Rates are basically exactly where they were at the end of June — and there’s not much hope they’ll be significantly different by August.
Existing home sales hit lowest pace in nine months
Stubbornly high mortgage rates continue to price buyers out of the market: Data from the National Association of Realtors (NAR) shows that existing home sales fell 2.7% in June. The annual pace of existing home sales dipped to 3.93 million last month — the lowest pace since September 2024.
Meanwhile, the national median sales price for existing homes hit $435,300 in June, up 2% (or $8,400) from one year ago. This marks exactly two years of consecutive price growth.
Holding out for 6%
June is usually peak homebuying season as families with school-age children look to take advantage of the summer break. But with both listing prices and mortgage rates remaining high, more would-be shoppers are staying put.
"High mortgage rates are causing home sales to remain stuck at cyclical lows,” said Lawrence Yun, NAR chief economist. “If the average mortgage rates were to decline to 6%, our scenario analysis suggests an additional 160,000 renters becoming first-time homeowners and elevated sales activity from existing homeowners."
Moving into the back half of summer, that 6% rate feels more like a distant dream. One major factor in mortgage rate moves is the direction of the federal funds rate, which the Federal Reserve is set to reevaluate next week. With trade deals remaining unsettled and inflation trending upward, analysts are predicting the Fed will vote to hold rates steady — meaning it’s unlikely that mortgage rates will see a meaningful drop.

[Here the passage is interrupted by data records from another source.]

PR #5113, opened 2026-03-01
tweak the morgue upload setup

geekosaur:
improve documentation/comments
only upload if we had an actual crash, per DracoOmega
reduce retention time to 7 days


geekosaur:
Away this afternoon but I again want to force a test crash to make sure `hashFiles` is getting the right file before I take it out of draft.

gammafunk:
Thanks for the PR!

PR #51, opened 2015-06-03
in RotateTool, make angle a multiple of _snap_angle when _snap_rotation is enabled

ad1217:
Fixes a problem where rotation would not snap to the right angles, and was therefore not terribly useful


nallath:
Nice find. Thanks for the contribution!

awhiemstra:
Thank you! It was on my list of things to do but just did not get around to it yet.

PR #53, opened 2015-06-04
Fix: when PYQT_VERSION_STR does not contain patch, the unpack will fail.

derekhe:
Use slice to get the only major and minor version.


awhiemstra:
Thank you. Didn't know it was possible for it to only contain major and minor.

PR #66, opened 2015-09-02
Store window position and maximized state

fieldOfView:
Currently Uranium only stores the window size. When the window is maximized, the size is also stored as is. This makes the "restore size" function of the window useless (because both the maximized and restored window size are the same). Also on Windows the window is actually a couple of pixels wider than fullscreen because the window has a border.

This PR only stores the window-size when the window is not maximized. Additionally it stores the window position and the window state.

The PR contains a workaround for a Qt bug in Windows, where the windowState is not updated until after the moveEvent and resizeEvent have fired:
https://bugreports.qt.io/browse/QTBUG-30085


fieldOfView:
See https://github.com/Ultimaker/Cura/issues/188

PR #70, opened 2015-09-22
Make sure window is not positioned off-screen

fieldOfView:
If the window is positioned on an secondary screen when Cura is closed, and Cura is subsequently opened without the secondary screen being available, the window is drawn fully off-screen. This PR checks if (part of) the window is on the currently available screen(s), and moves the window back to the primary screen.


awhiemstra:
Look fine, thank you.

PR #73, opened 2015-10-27
Fix scale snapping

ad1217:
Fixes the first issue described in Ultimaker/Cura#493, in which scaling would not snap to 5% increments correctly.


TMHogenhout:
@ad1217 We were actually working on the same thing at the same time. So I manually merged our commits. I love what you did by the way, especially your fix for the ScaleOperation. Thanks again for all the great work!!

PR #74, opened 2015-10-29
Disable dragging the advanced settings pane horizontally

fieldOfView:
The advanced settings pane can be dragged horizontally, which is weird.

Lack of housing inventory is hurting sales
“Multiple years of undersupply are driving the record high home price,” said Yun.
New data from Wells Fargo economists and the U.S. Department of Commerce shows this problem isn’t likely to go away soon. Single-family housing construction starts fell 4.6% in June, in a second consecutive month of declines.
Over the course of the year, the number of single-family housing units currently under construction fell by 6%. Meanwhile, multifamily housing construction starts increased 4.6% in June. While it hasn’t fully recovered from a 9.7% drop in May, this growth is attributed to increasing demand for rentals as fewer tenants can afford to buy.
Making the most of a high rate environment
If you’re part of the group hoping rates will fall closer to 6% and boost your buying power, you may have to wait until fall or winter. Most analysts predict that the Fed won’t be in rate cutting mode until at least September — and potentially later. Of course, a lot can change between now and then. But for hopeful buyers, there can be advantages to having a few months of lead time.
For starters, you have some time to get your financial profile in shape by focusing on paying down your existing debts and building your credit score. This can help you get a better interest rate and qualify with more lenders as you shop around.
With your credit in order, you can apply for preapproval with multiple lenders if rates start to fall. Most preapproval letters are good for up to 90 days, and they show sellers you’re a serious buyer who can afford the home.